Dwellings shall be provided with a means of egress in accordance with this section. *The means of egress shall provide a continuous and unobstructed path of vertical and horizontal egress travel from all portions of the dwelling to the required egress door """"". without requiring travel through a garage.    """" *The required egress door shall open directly into a public way or to a yard or court that opens to a public way.


----------



## Sleepy

cda said:


> Dwellings shall be provided with a means of egress in accordance with this section. *The means of egress shall provide a continuous and unobstructed path of vertical and horizontal egress travel from all portions of the dwelling to the required egress door """"". without requiring travel through a garage. """" *The required egress door shall open directly into a public way or to a yard or court that opens to a public way.



I think that's the point.  The *means of egress* is up the stairs and out the front door (assuming that exists) and that route would not be permitted to be through a garage.  The *Emergency Escape and Rescue Opening* requirement is completely separate and does not constitute a Means of Egress.  Just as an escape window in a bedroom does not meet the requirements for a Means of Egress (IRC Section 311).  The Emergency Escape and Rescue Opening is governed by IRC Section 310 and does not need to meet Section 311, assuming there is an actual means of egress that does comply with Section 311.


----------



## T-Bird

cda said:


> Dwellings shall be provided with a means of egress in accordance with this section. *The means of egress shall provide a continuous and unobstructed path of vertical and horizontal egress travel from all portions of the dwelling to the required egress door """"". without requiring travel through a garage.    """" *The required egress door shall open directly into a public way or to a yard or court that opens to a public way.



I have a stair (vertical egress travel) from the basement to the main floor that leads (unobstructed) to the *egress door*.
I have an emergency escape from the basement (the garage door) which leads (unobstucted) to the public way.
Are they not two separate issues, since they are presented in two separate sections?
Where in the code does it state *emergency escape* cannot be provided in a garage?
What if I said emergency escape is provide through the garage window? A window is not an egress door? Two separate issues I say.


----------



## cda

T-Bird said:


> I have a stair (vertical egress travel) from the basement to the main floor that leads (unobstructed) to the *egress door*.
> I have an emergency escape from the basement (the garage door) which leads (unobstucted) to the public way.
> Are they not two separate issues, since they are presented in two separate sections?
> Where in the code does it state *emergency escape* cannot be provided in a garage?
> What if I said emergency escape is provide through the garage window? A window is not an egress door? Two separate issues I say.

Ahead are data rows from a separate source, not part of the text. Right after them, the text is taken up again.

PR #9996, opened 2024-01-25
Add quantize kv cache support for chaglm2/3

MeouSker77:
## Description

Add quantize kv cache support for chaglm2/3: significant performance improvements when context is long


Oscilloscope98 (approved):
LGTM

""I have a stair (vertical egress travel) from the basement to the main floor that leads (unobstructed) to the *egress door*.""


Where is that in the PDF??


----------



## T-Bird

cda said:


> ""I have a stair (vertical egress travel) from the basement to the main floor that leads (unobstructed) to the *egress door*.""
> 
> 
> Where is that in the PDF??


----------



## T-Bird

I have clouded the stair. It leads to the main floor where the front door (means of egress) is located.


----------



## cda

T-Bird said:


> I have clouded the stair. It leads to the main floor where the front door (means of egress) is located.




It looks like it dumps to the garage???


----------



## cda

T-Bird said:


> I have clouded the stair. It leads to the main floor where the front door (means of egress) is located.




Besides that 310.1 requires an eero


So you will have two means out of the basement


----------



## T-Bird

cda said:


> It looks like it dumps to the garage???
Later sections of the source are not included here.